PR #3610, opened 2026-08-21
refactor(control): stream joint targets through trajectory task

TomCC7:
## Contribution path

- Builds on #3575 and keeps its G1 connection-level gain soft-start.

## Summary

Use the canonical joint trajectory task for both finite trajectories and streamed joint-position targets.

- Remove the separate joint Servo task and its registry path.
- Route `joint_command` positions through the coordinator as one-point trajectories.
- Let new one-point trajectories replace the affected joints while preserving other active joint motions.
- Keep command continuity across replacements by anchoring at the last bounded command.
- Apply per-joint velocity bounds inside JTT; the original implementation defaults to 1 rad/s unless explicit limits are configured.
- Update robot blueprints and coordinator routing to use the canonical trajectory task.

This restores the earliest implementation of this PR exactly (`14d08592fa`) as a normal additive commit.

## Validation

- Control suite, G1 whole-body connection tests, and blueprint generation: 314 passed.

## AI assistance

OpenAI Codex with GPT-5 implemented and validated the change under human direction and review.

## Checklist


dimos/robot/unitree/g1/blueprints/basic/unitree_g1_groot_wbc.py
```diff
@@ -327,15 +323,10 @@ def _precomposed_g1_scene(package: ScenePackage) -> Path | None:
...
-        name="servo_arms",
-        type="servo",
-        joint_names=g1_arms,
+    _arm_holder = joint_trajectory_task(
+        g1_arms,
         priority=10,
-        auto_start=True,
-        params={"default_positions": ARM_DEFAULT_POSE},
+        velocity_limits={name: 1.0 for name in g1_arms},
     )
```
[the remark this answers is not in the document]
TomCC7: Fixed in 35a4107c41. The canonical trajectory task now has an opt-in hold_position_when_idle mode that latches finite measured positions before the first trajectory, holds untouched joints during partial trajectories, and retains final commanded targets afterward. Both simulated and real G1 arm-holder tasks enable it. Focused validation: 3 trajectory-task tests passed.

dimos/control/coordinator.py
```diff
@@ -197,6 +198,7 @@ def __init__(self, *args: Any, **kwargs: Any) -> None:
         # dispatch. They must stay out of _dispatch: the twist mapper itself
         # dispatches joint_command, and _task_lock is not reentrant.
         self._stream_pre_hooks: dict[str, Callable[[Any], None]] = {
+            "joint_command": self._map_joint_positions_to_trajectory,
```
mustafab0: Please remove this from stream_pre_hook.

The joint_command stream should be exposed in the trajectory task card.

And the `_map_joint_positions_to_trajectory` should happen inside the TrajectoryTask itself.

The `_stream_pre_hook` is unfortunately needed for the `twist_command` out of limitation of our current architecture. With the refactor we should attempt to rremove it completely. So better to not add more pre-hooks here.

mustafab0 (changes requested):

dimos/control/coordinator.py
TomCC7: Addressed in 41dbc58fb2. `joint_command` is now declared by the trajectory task card as `("on_joint_command", "claim_overlap")`; the task filters to its claimed joints and converts position-bearing `JointState` messages into one-point trajectories internally. The coordinator joint-position pre-hook and its special subscription path are removed. The existing `twist_command` pre-hook is unchanged. Added routing tests that assert one streamed command produces exactly one trajectory execution.

TomCC7:
Addressed the two Greptile safety findings on the current head:

- Idle G1 arm safety: the trajectory task retains the restored `hold_position_when_idle` behavior, latching finite measured feedback at startup and continuing to hold untouched/final arm targets.
- Partial replacement status: status is now aggregated across all unique active per-joint runs (minimum progress, maximum elapsed/remaining), so replacing A does not report completion while B is still executing.

Regression coverage includes the exact long A/B then short A-only replacement case, idle hold behavior, streamed joint-command routing, and whole-body readiness. Local validation: 4,709 fast tests passed on the base PR head; the restacked teleop head passed 4,750 fast tests plus focused G1/control suites and mypy.

mustafab0 (approved):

|---|

* Work order *
Where the word "blueprints" shows up in a line of the listing, return that line.

* Exercise response *
- Update robot blueprints and coordinator routing to use the canonical trajectory task.
dimos/robot/unitree/g1/blueprints/basic/unitree_g1_groot_wbc.py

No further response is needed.